▸ **Problem to work on**: The first line of the data below and every line after it, through the one with "3. Run the above", must be transcribed without change.

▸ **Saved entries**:
§
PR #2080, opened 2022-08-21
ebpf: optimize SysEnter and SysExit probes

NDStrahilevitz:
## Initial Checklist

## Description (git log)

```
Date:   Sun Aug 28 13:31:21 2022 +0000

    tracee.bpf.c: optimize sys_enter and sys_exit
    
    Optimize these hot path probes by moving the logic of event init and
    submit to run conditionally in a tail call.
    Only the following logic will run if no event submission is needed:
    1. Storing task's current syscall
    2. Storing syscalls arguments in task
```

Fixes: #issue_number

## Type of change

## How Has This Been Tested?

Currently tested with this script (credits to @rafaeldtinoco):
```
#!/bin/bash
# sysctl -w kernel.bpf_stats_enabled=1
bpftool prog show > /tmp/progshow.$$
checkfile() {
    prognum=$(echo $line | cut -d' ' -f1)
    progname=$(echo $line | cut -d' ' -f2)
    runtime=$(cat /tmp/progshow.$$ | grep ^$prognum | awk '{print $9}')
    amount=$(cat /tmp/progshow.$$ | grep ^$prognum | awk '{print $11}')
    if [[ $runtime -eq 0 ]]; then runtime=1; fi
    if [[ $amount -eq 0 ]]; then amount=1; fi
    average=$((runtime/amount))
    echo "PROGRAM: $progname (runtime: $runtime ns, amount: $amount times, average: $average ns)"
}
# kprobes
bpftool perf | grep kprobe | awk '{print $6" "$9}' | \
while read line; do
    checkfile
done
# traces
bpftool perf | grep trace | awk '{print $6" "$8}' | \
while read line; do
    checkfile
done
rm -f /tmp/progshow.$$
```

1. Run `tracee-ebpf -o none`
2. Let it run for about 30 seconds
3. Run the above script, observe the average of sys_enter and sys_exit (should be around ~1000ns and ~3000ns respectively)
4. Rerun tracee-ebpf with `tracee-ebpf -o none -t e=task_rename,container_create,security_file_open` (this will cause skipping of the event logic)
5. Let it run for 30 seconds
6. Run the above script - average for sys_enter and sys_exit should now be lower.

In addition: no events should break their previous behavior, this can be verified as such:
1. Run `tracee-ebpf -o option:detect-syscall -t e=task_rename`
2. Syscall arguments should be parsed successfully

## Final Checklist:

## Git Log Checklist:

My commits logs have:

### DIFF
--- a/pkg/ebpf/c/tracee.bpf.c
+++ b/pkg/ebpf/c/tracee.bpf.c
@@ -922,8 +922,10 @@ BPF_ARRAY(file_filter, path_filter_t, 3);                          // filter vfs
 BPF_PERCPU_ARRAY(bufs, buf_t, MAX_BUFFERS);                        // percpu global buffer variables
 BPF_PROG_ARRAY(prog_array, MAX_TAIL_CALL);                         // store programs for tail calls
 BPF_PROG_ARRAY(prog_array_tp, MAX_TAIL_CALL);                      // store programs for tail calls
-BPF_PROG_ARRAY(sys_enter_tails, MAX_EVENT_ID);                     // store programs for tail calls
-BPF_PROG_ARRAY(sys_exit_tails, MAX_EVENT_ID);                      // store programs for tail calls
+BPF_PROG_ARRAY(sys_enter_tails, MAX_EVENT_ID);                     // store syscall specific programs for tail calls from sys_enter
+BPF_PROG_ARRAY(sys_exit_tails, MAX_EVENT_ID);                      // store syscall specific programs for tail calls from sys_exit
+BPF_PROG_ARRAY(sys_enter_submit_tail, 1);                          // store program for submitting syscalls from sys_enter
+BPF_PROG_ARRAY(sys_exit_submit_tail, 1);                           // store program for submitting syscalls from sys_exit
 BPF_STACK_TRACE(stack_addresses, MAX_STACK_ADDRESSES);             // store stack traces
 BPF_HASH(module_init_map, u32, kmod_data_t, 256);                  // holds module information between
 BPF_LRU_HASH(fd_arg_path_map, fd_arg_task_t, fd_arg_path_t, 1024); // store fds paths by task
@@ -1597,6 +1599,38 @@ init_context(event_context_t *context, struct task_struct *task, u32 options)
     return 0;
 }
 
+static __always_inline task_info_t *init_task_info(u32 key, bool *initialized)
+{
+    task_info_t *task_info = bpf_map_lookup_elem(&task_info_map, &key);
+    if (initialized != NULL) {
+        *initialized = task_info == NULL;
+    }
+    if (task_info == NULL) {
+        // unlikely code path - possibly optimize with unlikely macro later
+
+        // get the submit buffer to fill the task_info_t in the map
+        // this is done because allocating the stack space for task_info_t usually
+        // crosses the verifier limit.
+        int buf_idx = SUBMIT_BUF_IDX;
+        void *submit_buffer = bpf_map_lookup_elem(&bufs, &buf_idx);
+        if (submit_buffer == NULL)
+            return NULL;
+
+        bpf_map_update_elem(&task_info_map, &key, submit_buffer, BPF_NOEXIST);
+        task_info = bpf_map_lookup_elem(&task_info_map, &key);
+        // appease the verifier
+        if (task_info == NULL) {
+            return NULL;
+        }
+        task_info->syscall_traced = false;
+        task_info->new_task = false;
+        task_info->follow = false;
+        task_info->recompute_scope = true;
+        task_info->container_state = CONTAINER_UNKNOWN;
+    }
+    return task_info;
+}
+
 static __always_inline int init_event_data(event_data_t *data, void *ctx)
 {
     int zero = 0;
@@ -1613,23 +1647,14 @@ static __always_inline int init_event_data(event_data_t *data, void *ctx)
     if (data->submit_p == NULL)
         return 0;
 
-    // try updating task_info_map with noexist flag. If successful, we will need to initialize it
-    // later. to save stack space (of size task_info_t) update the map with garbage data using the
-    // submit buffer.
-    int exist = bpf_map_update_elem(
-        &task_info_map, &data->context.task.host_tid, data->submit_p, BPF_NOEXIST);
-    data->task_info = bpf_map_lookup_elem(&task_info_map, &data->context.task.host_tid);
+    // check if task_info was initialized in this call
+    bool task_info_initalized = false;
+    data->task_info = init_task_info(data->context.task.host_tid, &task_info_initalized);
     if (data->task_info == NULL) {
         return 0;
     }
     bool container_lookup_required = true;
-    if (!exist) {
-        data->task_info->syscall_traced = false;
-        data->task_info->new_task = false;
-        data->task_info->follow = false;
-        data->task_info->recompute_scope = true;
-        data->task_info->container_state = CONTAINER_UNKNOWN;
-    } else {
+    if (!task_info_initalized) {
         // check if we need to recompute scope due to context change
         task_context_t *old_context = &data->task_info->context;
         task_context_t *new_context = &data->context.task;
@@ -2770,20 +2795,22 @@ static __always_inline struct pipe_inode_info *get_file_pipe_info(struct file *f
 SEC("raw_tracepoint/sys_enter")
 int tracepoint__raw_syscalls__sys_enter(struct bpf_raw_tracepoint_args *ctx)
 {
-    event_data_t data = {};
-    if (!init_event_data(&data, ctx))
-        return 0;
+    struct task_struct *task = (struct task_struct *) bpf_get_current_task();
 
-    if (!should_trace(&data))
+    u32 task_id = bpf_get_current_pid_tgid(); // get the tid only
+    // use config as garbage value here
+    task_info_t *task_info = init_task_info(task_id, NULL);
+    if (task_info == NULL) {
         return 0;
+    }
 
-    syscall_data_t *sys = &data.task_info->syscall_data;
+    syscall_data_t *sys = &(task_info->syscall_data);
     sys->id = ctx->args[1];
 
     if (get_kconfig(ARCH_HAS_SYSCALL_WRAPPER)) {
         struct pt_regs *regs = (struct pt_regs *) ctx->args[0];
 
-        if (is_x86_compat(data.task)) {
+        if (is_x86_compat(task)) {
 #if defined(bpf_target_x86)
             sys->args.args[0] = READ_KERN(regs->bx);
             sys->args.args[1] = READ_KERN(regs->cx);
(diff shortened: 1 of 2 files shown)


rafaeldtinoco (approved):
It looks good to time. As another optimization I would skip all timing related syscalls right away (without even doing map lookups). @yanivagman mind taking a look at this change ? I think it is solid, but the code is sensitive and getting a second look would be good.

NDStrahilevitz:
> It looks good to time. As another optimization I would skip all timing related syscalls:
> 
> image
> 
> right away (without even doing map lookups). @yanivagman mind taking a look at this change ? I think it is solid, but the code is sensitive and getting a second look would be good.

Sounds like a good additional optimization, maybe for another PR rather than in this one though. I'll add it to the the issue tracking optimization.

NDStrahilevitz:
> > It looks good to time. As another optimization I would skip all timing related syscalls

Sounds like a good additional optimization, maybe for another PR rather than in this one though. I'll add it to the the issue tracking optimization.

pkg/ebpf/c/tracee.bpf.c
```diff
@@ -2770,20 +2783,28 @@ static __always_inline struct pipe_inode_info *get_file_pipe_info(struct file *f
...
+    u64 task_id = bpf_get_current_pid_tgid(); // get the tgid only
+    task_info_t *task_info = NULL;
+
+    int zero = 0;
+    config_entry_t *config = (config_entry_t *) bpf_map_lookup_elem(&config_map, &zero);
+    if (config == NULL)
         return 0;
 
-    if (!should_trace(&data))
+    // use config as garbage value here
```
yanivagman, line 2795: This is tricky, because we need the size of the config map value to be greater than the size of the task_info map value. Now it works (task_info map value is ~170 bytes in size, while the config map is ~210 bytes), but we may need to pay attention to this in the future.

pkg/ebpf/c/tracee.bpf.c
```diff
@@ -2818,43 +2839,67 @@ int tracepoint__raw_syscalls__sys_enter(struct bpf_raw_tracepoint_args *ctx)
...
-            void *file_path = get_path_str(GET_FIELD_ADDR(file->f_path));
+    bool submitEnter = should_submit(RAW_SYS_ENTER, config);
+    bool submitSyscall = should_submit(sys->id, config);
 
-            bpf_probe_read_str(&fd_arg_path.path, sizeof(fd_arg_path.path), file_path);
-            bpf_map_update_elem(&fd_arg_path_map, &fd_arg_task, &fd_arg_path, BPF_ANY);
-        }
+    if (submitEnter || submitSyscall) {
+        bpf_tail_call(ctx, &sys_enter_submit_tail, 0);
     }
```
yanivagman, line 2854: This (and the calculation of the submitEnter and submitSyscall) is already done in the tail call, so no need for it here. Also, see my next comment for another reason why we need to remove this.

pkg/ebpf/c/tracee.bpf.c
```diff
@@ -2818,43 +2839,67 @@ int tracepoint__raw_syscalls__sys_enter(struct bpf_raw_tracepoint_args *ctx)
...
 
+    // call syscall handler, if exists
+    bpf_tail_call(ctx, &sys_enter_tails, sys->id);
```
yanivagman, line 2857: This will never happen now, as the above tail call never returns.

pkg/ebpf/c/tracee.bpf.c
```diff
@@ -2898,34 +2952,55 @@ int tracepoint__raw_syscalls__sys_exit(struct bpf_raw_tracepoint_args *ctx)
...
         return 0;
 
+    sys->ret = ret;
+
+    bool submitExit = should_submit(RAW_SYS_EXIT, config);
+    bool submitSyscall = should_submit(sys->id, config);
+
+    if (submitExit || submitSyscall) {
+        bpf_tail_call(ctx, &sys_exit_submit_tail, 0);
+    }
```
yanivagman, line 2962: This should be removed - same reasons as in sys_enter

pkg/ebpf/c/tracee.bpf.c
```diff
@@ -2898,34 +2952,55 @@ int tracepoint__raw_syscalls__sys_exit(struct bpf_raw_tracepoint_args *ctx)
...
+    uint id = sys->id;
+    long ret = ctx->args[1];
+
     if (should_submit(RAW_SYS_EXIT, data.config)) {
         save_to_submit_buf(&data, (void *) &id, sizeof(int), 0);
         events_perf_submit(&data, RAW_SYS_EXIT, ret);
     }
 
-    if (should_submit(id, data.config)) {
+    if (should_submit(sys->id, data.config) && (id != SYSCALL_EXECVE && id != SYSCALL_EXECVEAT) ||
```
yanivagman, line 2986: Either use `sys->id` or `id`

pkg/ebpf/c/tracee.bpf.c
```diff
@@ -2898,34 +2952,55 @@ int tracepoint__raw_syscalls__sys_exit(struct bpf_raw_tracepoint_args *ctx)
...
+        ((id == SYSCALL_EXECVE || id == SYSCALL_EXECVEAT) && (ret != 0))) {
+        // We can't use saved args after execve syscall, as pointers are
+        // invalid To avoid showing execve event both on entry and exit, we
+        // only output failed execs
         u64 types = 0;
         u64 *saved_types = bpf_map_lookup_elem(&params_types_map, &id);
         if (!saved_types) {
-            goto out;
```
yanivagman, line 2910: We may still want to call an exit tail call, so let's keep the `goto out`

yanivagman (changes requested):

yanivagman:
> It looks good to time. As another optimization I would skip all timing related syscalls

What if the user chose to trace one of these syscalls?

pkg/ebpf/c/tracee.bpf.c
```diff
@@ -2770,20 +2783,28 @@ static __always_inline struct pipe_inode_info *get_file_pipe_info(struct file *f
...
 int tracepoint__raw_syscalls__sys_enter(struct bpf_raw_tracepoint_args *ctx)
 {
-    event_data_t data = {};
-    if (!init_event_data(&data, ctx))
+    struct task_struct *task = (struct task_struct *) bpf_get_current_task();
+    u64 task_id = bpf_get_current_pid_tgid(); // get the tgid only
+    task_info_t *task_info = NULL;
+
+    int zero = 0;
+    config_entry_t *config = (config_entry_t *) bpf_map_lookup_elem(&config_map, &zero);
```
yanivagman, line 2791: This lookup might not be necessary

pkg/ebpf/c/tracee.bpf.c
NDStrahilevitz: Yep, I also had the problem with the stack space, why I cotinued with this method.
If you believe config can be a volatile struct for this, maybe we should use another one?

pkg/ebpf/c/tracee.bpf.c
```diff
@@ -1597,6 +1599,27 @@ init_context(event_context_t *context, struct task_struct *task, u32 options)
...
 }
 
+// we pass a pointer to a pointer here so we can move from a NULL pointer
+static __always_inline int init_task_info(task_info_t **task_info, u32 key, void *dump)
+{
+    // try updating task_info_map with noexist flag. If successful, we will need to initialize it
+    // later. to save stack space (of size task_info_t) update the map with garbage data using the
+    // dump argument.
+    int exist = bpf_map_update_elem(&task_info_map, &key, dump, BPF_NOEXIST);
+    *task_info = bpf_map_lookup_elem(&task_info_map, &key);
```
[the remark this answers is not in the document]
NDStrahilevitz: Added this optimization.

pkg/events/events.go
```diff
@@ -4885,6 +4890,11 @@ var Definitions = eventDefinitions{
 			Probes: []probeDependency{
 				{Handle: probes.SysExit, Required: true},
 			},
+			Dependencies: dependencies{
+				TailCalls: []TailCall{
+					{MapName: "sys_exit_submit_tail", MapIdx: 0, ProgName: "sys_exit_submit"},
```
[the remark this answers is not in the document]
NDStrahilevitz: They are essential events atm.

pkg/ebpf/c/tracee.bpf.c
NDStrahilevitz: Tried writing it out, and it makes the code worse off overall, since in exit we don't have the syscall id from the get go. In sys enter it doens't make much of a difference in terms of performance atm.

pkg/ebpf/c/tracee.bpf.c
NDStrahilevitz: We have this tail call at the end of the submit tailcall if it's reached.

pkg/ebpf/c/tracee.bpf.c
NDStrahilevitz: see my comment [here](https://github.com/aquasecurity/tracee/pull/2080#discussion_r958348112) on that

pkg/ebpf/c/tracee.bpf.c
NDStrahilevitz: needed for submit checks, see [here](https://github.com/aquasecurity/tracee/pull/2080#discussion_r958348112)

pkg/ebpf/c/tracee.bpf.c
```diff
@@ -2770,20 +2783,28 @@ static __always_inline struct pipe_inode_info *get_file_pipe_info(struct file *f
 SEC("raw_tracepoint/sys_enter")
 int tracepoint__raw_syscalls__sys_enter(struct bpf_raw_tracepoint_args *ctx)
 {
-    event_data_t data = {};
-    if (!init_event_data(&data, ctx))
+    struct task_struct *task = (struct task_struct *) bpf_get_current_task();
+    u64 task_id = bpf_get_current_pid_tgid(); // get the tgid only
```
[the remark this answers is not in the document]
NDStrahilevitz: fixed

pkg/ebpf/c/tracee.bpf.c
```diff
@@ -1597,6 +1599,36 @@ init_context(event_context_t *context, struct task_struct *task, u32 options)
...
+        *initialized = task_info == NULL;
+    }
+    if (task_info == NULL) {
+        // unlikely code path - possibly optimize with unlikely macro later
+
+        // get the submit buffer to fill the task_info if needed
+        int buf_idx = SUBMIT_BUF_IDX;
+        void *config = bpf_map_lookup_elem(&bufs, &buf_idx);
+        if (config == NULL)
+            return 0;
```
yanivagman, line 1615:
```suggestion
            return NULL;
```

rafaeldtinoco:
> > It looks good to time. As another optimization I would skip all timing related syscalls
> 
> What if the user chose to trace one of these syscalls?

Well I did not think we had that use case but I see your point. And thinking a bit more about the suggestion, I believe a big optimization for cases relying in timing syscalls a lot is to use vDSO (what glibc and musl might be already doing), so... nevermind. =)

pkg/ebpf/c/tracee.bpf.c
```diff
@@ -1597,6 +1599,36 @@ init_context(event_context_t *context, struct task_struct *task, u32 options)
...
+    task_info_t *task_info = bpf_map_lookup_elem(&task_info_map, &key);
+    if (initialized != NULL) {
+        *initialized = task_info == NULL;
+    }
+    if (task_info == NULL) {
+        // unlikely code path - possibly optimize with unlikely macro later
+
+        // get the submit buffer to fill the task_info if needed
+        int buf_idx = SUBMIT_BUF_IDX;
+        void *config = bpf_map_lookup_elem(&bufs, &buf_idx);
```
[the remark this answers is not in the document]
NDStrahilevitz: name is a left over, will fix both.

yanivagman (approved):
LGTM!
§
▸ **Reply to the exercise**:
PR #2080, opened 2022-08-21
ebpf: optimize SysEnter and SysExit probes

NDStrahilevitz:
## Initial Checklist

## Description (git log)

```
Date:   Sun Aug 28 13:31:21 2022 +0000

    tracee.bpf.c: optimize sys_enter and sys_exit
    
    Optimize these hot path probes by moving the logic of event init and
    submit to run conditionally in a tail call.
    Only the following logic will run if no event submission is needed:
    1. Storing task's current syscall
    2. Storing syscalls arguments in task
```

Fixes: #issue_number

## Type of change

## How Has This Been Tested?

Currently tested with this script (credits to @rafaeldtinoco):
```
#!/bin/bash
# sysctl -w kernel.bpf_stats_enabled=1
bpftool prog show > /tmp/progshow.$$
checkfile() {
    prognum=$(echo $line | cut -d' ' -f1)
    progname=$(echo $line | cut -d' ' -f2)
    runtime=$(cat /tmp/progshow.$$ | grep ^$prognum | awk '{print $9}')
    amount=$(cat /tmp/progshow.$$ | grep ^$prognum | awk '{print $11}')
    if [[ $runtime -eq 0 ]]; then runtime=1; fi
    if [[ $amount -eq 0 ]]; then amount=1; fi
    average=$((runtime/amount))
    echo "PROGRAM: $progname (runtime: $runtime ns, amount: $amount times, average: $average ns)"
}
# kprobes
bpftool perf | grep kprobe | awk '{print $6" "$9}' | \
while read line; do
    checkfile
done
# traces
bpftool perf | grep trace | awk '{print $6" "$8}' | \
while read line; do
    checkfile
done
rm -f /tmp/progshow.$$
```

1. Run `tracee-ebpf -o none`
2. Let it run for about 30 seconds
3. Run the above script, observe the average of sys_enter and sys_exit (should be around ~1000ns and ~3000ns respectively)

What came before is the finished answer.